=== Records for this exercise ===

PR #1843, opened 2021-05-20
docs: Narrowing.md

LeoniePhiline:
Add a note about TypeScript's differences in typing `Boolean("hello")` vs double negation `!!"world"`.

The first is typed as `boolean`, while the latter is typed as `true`.

### DIFF
--- a/packages/documentation/copy/en/handbook-v2/Narrowing.md
+++ b/packages/documentation/copy/en/handbook-v2/Narrowing.md
@@ -133,12 +133,12 @@ Values like
 - `undefined`
 
 all coerce to `false`, and other values get coerced `true`.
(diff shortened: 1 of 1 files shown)


orta:
Yeah, I agree, good work 👍🏻

johnjago (approved):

===

> What is required
The data must be transcribed in full. Every word stays the same.

> Reply
PR #1843, opened 2021-05-20
docs: Narrowing.md

LeoniePhiline:
Add a note about TypeScript's differences in typing `Boolean("hello")` vs double negation `!!"world"`.

The first is typed as `boolean`, while the latter is typed as `true`.

### DIFF
--- a/packages/documentation/copy/en/handbook-v2/Narrowing.md
+++ b/packages/documentation/copy/en/handbook-v2/Narrowing.md
@@ -133,12 +133,12 @@ Values like
 - `undefined`
 
 all coerce to `false`, and other values get coerced `true`.
(diff shortened: 1 of 1 files shown)


orta:
Yeah, I agree, good work 👍🏻

johnjago (approved):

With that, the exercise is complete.